Installation procedure - OptiMAS in command line

If you are dealing with huge amount of data or complex MARS schemes, it could be better for you to use OptiMAS in command line (on a server for example) and then reload the results folder via the GUI (see saving/reloading section).

The executable comes in a zipped file. Extract it with your favorite file archiver software (e.g. 7-zip). This will create a new directory called "optimas_cmd_win". Move to this directory via the terminal application (click on Start > Execute > type "cmd" > OK) before attempting to run the program (for example):

> cd Desktop\optimas_cmd_win

To run the program, you must supply 4 input files and possibly an optional one for allelic effects. Instructions for how to prepare the input files are given in the data preparation section. Two input file examples (input directory) are supplied with the software. You can run the program on the test example data supplied by typing (see next sections for more details about the parameters and options):

> optimas.exe input\blanc.dat input\blanc.map 0.000001 0.0 output\run_blanc 0 verb

Make sure that both "optimas.exe" and the "input" folder with the examples are in the current directory. The program will output a summary of the results in the folder output\run_blanc.

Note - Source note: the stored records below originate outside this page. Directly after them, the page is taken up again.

PR #4174, opened 2025-11-12
Allow IAM auth when clover db and postgres monitor db are RDS

serprex:
split out from #4141

### DIFF
--- a/config.rb
+++ b/config.rb
@@ -80,6 +80,7 @@ module Config
   override :dispatcher_queue_size_ratio, 4, float
   override :recursive_tag_limit, 32, int
   override :root, File.expand_path(__dir__), string
+  override :clover_database_rds_iam_auth_enabled, false, bool
   optional :hetzner_user, string, clear: true
   optional :hetzner_password, string, clear: true
   override :hetzner_connection_string, "https://robot-ws.your-server.de", string
--- a/db.rb
+++ b/db.rb
@@ -5,18 +5,24 @@ require "sequel/core"
 require_relative "config"
 require_relative "lib/util"
 require_relative "lib/clog"
+if Config.clover_database_rds_iam_auth_enabled
+  require "pg/aws_rds_iam"
+  driver_options = {aws_rds_iam_auth_token_generator: "default"}
+else
+  driver_options = {}
+end
 
 db_ca_bundle_filename = File.join(Dir.pwd, "var", "ca_bundles", "db_ca_bundle.crt")
 Util.safe_write_to_file(db_ca_bundle_filename, Config.clover_database_root_certs)
 max_connections = (Util.monitor_process? ? Config.db_pool_monitor : Config.db_pool) - 1
 max_connections = 1 if ENV["SHARED_CONNECTION"] == "1"
 pg_auto_parameterize_min_array_size = 1 if Config.test? && ENV["CLOVER_FREEZE"] == "1"
-DB = Sequel.connect(Config.clover_database_url, max_connections:, pool_timeout: Config.database_timeout, treat_string_list_as_untyped_array: true, pg_auto_parameterize_min_array_size:)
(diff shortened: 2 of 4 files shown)


config.rb
```diff
@@ -143,6 +144,7 @@ def self.test?
   override :postgres_service_hostname, "postgres.ubicloud.com", string
   override :postgres_monitor_database_url, Config.clover_database_url, string
   optional :postgres_monitor_database_root_certs, string
+  override :postgres_monitor_database_rds_iam_auth_enabled, false, bool
```
jeremyevans: It's technically possible for the monitor database to be different and require different auth from the main database, but is that a situation you actually need to support? If not, probably simpler to only have a single option, and let it control both.

db.rb
```diff
@@ -5,20 +5,25 @@
...
 
 postgres_monitor_db_ca_bundle_filename = File.join(Dir.pwd, "var", "ca_bundles", "postgres_monitor_db.crt")
 Util.safe_write_to_file(postgres_monitor_db_ca_bundle_filename, Config.postgres_monitor_database_root_certs)
-begin
-  POSTGRES_MONITOR_DB = Sequel.connect(Config.postgres_monitor_database_url, max_connections: Config.db_pool_monitor, pool_timeout: Config.database_timeout) if Config.postgres_monitor_database_url
-rescue Sequel::DatabaseConnectionError => ex
-  Clog.emit("Failed to connect to Postgres Monitor database") { {database_connection_failed: {exception: Util.exception_to_hash(ex)}} }
+if Config.postgres_monitor_database_url
+  begin
+    driver_options = Config.postgres_monitor_database_rds_iam_auth_enabled ? {aws_rds_iam_auth_token_generator: "default"} : {}
```
jeremyevans: Assuming you go with a single Config option:

```suggestion
```

config.rb
serprex: We don't need the split. Will consolidate

db.rb
```diff
@@ -5,18 +5,20 @@
 require_relative "config"
 require_relative "lib/util"
 require_relative "lib/clog"
+require "pg/aws_rds_iam" if Config.clover_database_rds_iam_auth_enabled
```
jeremyevans:
```suggestion
if Config.clover_database_rds_iam_auth_enabled
  require "pg/aws_rds_iam"
  driver_options = {aws_rds_iam_auth_token_generator: "default"}
else
  driver_options = {}
end
```

db.rb
```diff
@@ -5,18 +5,20 @@
...
 
 db_ca_bundle_filename = File.join(Dir.pwd, "var", "ca_bundles", "db_ca_bundle.crt")
 Util.safe_write_to_file(db_ca_bundle_filename, Config.clover_database_root_certs)
 max_connections = (Util.monitor_process? ? Config.db_pool_monitor : Config.db_pool) - 1
 max_connections = 1 if ENV["SHARED_CONNECTION"] == "1"
 pg_auto_parameterize_min_array_size = 1 if Config.test? && ENV["CLOVER_FREEZE"] == "1"
-DB = Sequel.connect(Config.clover_database_url, max_connections:, pool_timeout: Config.database_timeout, treat_string_list_as_untyped_array: true, pg_auto_parameterize_min_array_size:)
+driver_options = Config.clover_database_rds_iam_auth_enabled ? {aws_rds_iam_auth_token_generator: "default"} : {}
```
jeremyevans:
```suggestion
```

furkansahin:
@serprex can you rewrite the commit message so that the textwidth is 72? As a reference, my `.vimrc` is like the following:
```
autocmd Filetype gitcommit setlocal spell textwidth=72
set number
set ruler
set textwidth=72
set wrap
```

serprex:
Figured I was at the lowest common denominator fitting a terminal on half the screen of a 13 inch screen, but updated accordingly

Open the file "tab_scores.txt" to see the genotypic values calculated for the plants present in the dataset.

To build and install "optimas" in command line on your system, extract the zipped file "optimas_cmd_linux.zip" by typing (for example):

$ unzip optimas_cmd_linux.zip

This will create a new directory called "optimas_cmd_linux". Then, open a terminal, move to this directory before attempting to run the program and run the installation shell (bash) script:

$ ./install_optimas_on_linux.sh --no-gui

As root (or sudoer), it will perform an installation for all users in /usr/local/bin/. The input/output file examples will be stored respectively in /usr/local/share/OptiMAS/input and /usr/local/share/OptiMAS/output.

As a common user, it will perform a local install in user's personal directory $HOME/bin/. The input/output file examples will be stored respectively in $HOME/.OptiMAS/input and $HOME/.OptiMAS/output.

You can now run optimas from a terminal by typing optimas or /usr/local/bin/optimas or $HOME/bin/optimas.

Note: it is not necessary to specify the complete path to the binary "optimas" if it is present in the PATH environment variable.

To run the program, you must supply 4 input files and possibly an optional one for allelic effects. Instructions for how to prepare the input files are given below (see data preparation section). Two input file examples (input directory) are supplied with the software. You can run the program on the test data supplied by typing as an example (see next sections for more details about the parameters and options):

$ optimas $HOME/.OptiMAS/input/blanc.dat $HOME/.OptiMAS/input/blanc.map 0.000001 0.0 $HOME/.OptiMAS/output/run_blanc 0 verb

The program will output a summary of the results in the folder "run_blanc". Open the file "tab_scores.txt" to see the genotypic values calculated for the plants present in the dataset.

To uninstall OptiMAS, run the script uninstall_optimas.sh located in the same directory as optimas.

The executable comes in a zipped file. Extract it with your favorite file archiver software (e.g. Archive Utility). This will create a new directory called "optimas_cmd_mac". Move to this directory via the terminal application (Applications > Utilities > Terminal) before attempting to run the program (for example):

$ cd Desktop/optimas_cmd_mac

To run the program, you must supply 4 input files and possibly an optional one for allelic effects. Instructions for how to prepare the input files are given below (see data preparation section). Two input file examples (input directory) are supplied with the software. You can run the program on the test data supplied by typing (see next sections for the details about the parameters and options):

$ optimas input/blanc.dat input/blanc.map 0.000001 0.0 output/run_blanc 0 verb

Make sure that both "optimas" and the "input" folder with the examples are in the current directory. The program will output a summary of the results in the folder output\run_blanc. Open the file "tab_scores.txt" to see the genotypic values calculated for the plants present in the dataset.